┌─ Extracted information
PR #5230, opened 2024-03-08
oxide/opte-interface-setup should default to disabled

citrus-it:
The `oxide/opte-interface-setup` service is present in all NTP zones, but only the boundary zones require an OPTE interface. sled-agent explicitly enables the service for just the boundary zones, but because the service is enabled by default it ends up attempting to start in the non-boundaries too, where it fails.

```
[ Mar  8 12:56:26 Executing start method ("/opt/oxide/zone-network-cli/bin/zone-networking opte-interface-set-up -i unknown -g unknown -p unknown"). ]
note: configured to log to "/dev/stderr"
error: invalid value 'unknown' for '--opte_interface <STRING>': ERROR: Missing OPTE interface

For more information, try '--help'.
[ Mar  8 12:56:26 Method "start" exited with status 2. ]
```

### DIFF
--- a/smf/opte-interface-setup/manifest.xml
+++ b/smf/opte-interface-setup/manifest.xml
@@ -4,7 +4,7 @@
 <service_bundle type='manifest' name='opte-interface-setup'>
 
 <service name='oxide/opte-interface-setup' type='service' version='1'>
-  <create_default_instance enabled='true' />
+  <create_default_instance enabled='false' />
 
   <!-- Run after the operating system's svc:/network/physical service is done. -->
   <dependency name='physical' grouping='require_all' restart_on='none'
@@ -20,7 +20,7 @@
   <exec_method type='method' name='start'
     exec='/opt/oxide/zone-network-cli/bin/zone-networking opte-interface-set-up -i %{config/interface} -g %{config/gateway} -p %{config/ip}'
     timeout_seconds='0' />
-  
+
   <property_group name='startd' type='framework'>
     <propval name='duration' type='astring' value='transient' />
   </property_group>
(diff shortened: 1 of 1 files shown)


citrus-it:
I deployed this commit on a bench gimlet and confirmed that the service came online in the single boundary NTP zone, and that time synchronised.

```
root@oxz_ntp_f27aeb1e:~# grep default /var/svc/manifest/site/opte-interface-setup/manifest.xml
  <create_default_instance enabled='false' />

root@oxz_ntp_f27aeb1e:~# svcs opte-interface-setup
STATE          STIME    FMRI
online         13:50:25 svc:/oxide/opte-interface-setup:default

root@oxz_ntp_f27aeb1e:~# ipadm
vopte0/public     dhcp     ok           172.30.3.5/32
oxControlService4/ll addrconf ok        fe80::8:20ff:fef0:5d89%oxControlService4/10
oxControlService4/omicron6 static ok    fd00:1122:3344:101::1b/64

root@oxz_ntp_f27aeb1e:~#
logout

[Connection to zone 'oxz_ntp_f27aeb1e-d65a-48fc-bdf4-286c6b73b6ad' pts/3 closed]

gimlet-sn06 # handoff
13:54:31.251Z INFO SledAgent (RSS): Handoff to Nexus is complete
    file = sled-agent/src/rack_setup/service.rs:686
```

smf/opte-interface-setup/manifest.xml
```diff
@@ -4,7 +4,7 @@
 <service_bundle type='manifest' name='opte-interface-setup'>
 
 <service name='oxide/opte-interface-setup' type='service' version='1'>
-  <create_default_instance enabled='true' />
+  <create_default_instance enabled='false' />
```
karencfv, line 7: aahh! I see what's going on there

smf/opte-interface-setup/manifest.xml
```diff
@@ -35,7 +35,7 @@
 
   <template>
     <common_name>
-      <loctext xml:lang='C'>Oxide OPTE interface set up</loctext>
+      <loctext xml:lang='C'>Oxide OPTE interface setup</loctext>
```
karencfv, line 38: gargh English :expressionless:. I seem to always get those two wrong

karencfv (approved):
Thanks for the fix!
└─
What is required:
For the word "karencfv", say how many lines of the records above contain it. Reply with the number alone.

Completed task:
3